Directions for this task: When the string "nonstd" occurs in a line of the listing below, return that line.

##### Data supplied #####

PR #851, opened 2018-01-13
Fix/consensus order

kamilsa:
### Description of the Change

Currently yac consensus's function currentLeader does not have check on whether order vector is empty or not. This PR adds this check by means of optional.

### Benefits

Error handling on when order vector is empty.

### Possible Drawbacks 

Too many places in code, needed to be updated because of that change

### DIFF
--- a/irohad/consensus/yac/cluster_order.hpp
+++ b/irohad/consensus/yac/cluster_order.hpp
@@ -31,7 +31,13 @@ namespace iroha {
       class ClusterOrdering {
        public:
 
-        explicit ClusterOrdering(std::vector<model::Peer> order);
+        /**
+         * Creates cluster ordering from the vector of peers
+         * @param order vector of peers
+         * @return false if vector is empty, true otherwise
+         */
+        static nonstd::optional<ClusterOrdering> create(
+            std::vector<model::Peer> order);
 
         /**
          * Provide current leader peer
@@ -49,13 +55,21 @@ namespace iroha {
          */
         bool hasNext();
 
-        std::vector<model::Peer> getPeers() { return order_; };
+        std::vector<model::Peer> getPeers() {
+          return order_;
+        };
 
-        auto getNumberOfPeers() { return order_.size(); }
+        auto getNumberOfPeers() {
+          return order_.size();
+        }
 
         virtual ~ClusterOrdering() = default;
 
        private:
+        // prohibit creation of the object not from create method
+        explicit ClusterOrdering(std::vector<model::Peer> order);
+        ClusterOrdering() = delete;
+
         std::vector<model::Peer> order_;
         uint32_t index_ = 0;
       };
--- a/irohad/consensus/yac/cluster_order.hpp
+++ b/irohad/consensus/yac/cluster_order.hpp
@@ -30,14 +30,13 @@ namespace iroha {
        */
       class ClusterOrdering {
        public:
-
         /**
          * Creates cluster ordering from the vector of peers
          * @param order vector of peers
          * @return false if vector is empty, true otherwise
          */
         static nonstd::optional<ClusterOrdering> create(
-            std::vector<model::Peer> order);
+            const std::vector<model::Peer> &order);
 
         /**
          * Provide current leader peer
--- a/irohad/consensus/yac/impl/cluster_order.cpp
+++ b/irohad/consensus/yac/impl/cluster_order.cpp
@@ -15,19 +15,26 @@
  * limitations under the License.
  */
 
-#include <utility>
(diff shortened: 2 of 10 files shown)


irohad/consensus/yac/cluster_order.hpp
```diff
@@ -36,7 +36,7 @@ namespace iroha {
         /**
          * Provide current leader peer
          */
-        model::Peer currentLeader();
+        nonstd::optional<model::Peer> currentLeader();
```
l4l: 1. Why not boost?
2. Header seems missing

irohad/consensus/yac/impl/yac.cpp
```diff
@@ -128,12 +128,15 @@ namespace iroha {
...
-          timer_->invokeAfterDelay(delay_,
-                                   [this, vote] { this->votingStep(vote); });
-        }
+
+        cluster_order_.currentLeader() | [&](auto leader){
+          network_->send_vote(leader, vote);
+          cluster_order_.switchToNext();
+          if (cluster_order_.hasNext()) {
+            timer_->invokeAfterDelay(delay_,
+                                     [this, vote] { this->votingStep(vote); });
```
l4l: capture `vote` by-ref

irohad/consensus/yac/cluster_order.hpp
kamilsa: Which header?

l4l: for optional

irohad/consensus/yac/cluster_order.hpp
```diff
@@ -49,13 +55,20 @@ namespace iroha {
...
-        auto getNumberOfPeers() { return order_.size(); }
+        auto getNumberOfPeers() {
+          return order_.size();
+        }
 
         virtual ~ClusterOrdering() = default;
 
        private:
+        explicit ClusterOrdering(std::vector<model::Peer> order);
+        ClusterOrdering() {}
```
muratovv: what is the reason for presence of empty ctor here?

irohad/consensus/yac/impl/cluster_order.cpp
```diff
@@ -15,19 +15,26 @@
...
-#include <utility>
 #include "consensus/yac/cluster_order.hpp"
 
 namespace iroha {
   namespace consensus {
     namespace yac {
 
+      nonstd::optional<ClusterOrdering> ClusterOrdering::create(
+          std::vector<model::Peer> order) {
+        if (order.empty()) {
```
muratovv: minor issue: `if` statement may be simplified with the ternary operator.

test/module/irohad/consensus/yac/yac_mocks.hpp
```diff
@@ -139,9 +145,9 @@ namespace iroha {
 
         MockYacPeerOrderer() = default;
 
-        MockYacPeerOrderer(const MockYacPeerOrderer &rhs) {};
+        MockYacPeerOrderer(const MockYacPeerOrderer &rhs){};
```
muratovv: Is it changes happen with clang-format formatting? If no, check the whole pr and fix it.

irohad/consensus/yac/cluster_order.hpp
kamilsa: To make sure that creation of this object is only possible with create method

test/module/irohad/consensus/yac/yac_mocks.hpp
kamilsa: Yes, because of clang-formatting

irohad/consensus/yac/cluster_order.hpp
Warchant: public:
ClusterOrdering() = delete;

Warchant: https://stackoverflow.com/questions/13654927/why-explicitly-delete-the-constructor

l4l:
Some test also will be nice to add here

irohad/consensus/yac/cluster_order.hpp
```diff
@@ -31,7 +31,13 @@ namespace iroha {
...
        public:
 
-        explicit ClusterOrdering(std::vector<model::Peer> order);
+        /**
+         * Creates cluster ordering from the vector of peers
+         * @param order vector of peers
+         * @return false if vector is empty, true otherwise
+         */
+        static nonstd::optional<ClusterOrdering> create(
+            std::vector<model::Peer> order);
```
l4l: Can be const-ref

#####

Output below:
+        static nonstd::optional<ClusterOrdering> create(
         static nonstd::optional<ClusterOrdering> create(
+        nonstd::optional<model::Peer> currentLeader();
+      nonstd::optional<ClusterOrdering> ClusterOrdering::create(
+        static nonstd::optional<ClusterOrdering> create(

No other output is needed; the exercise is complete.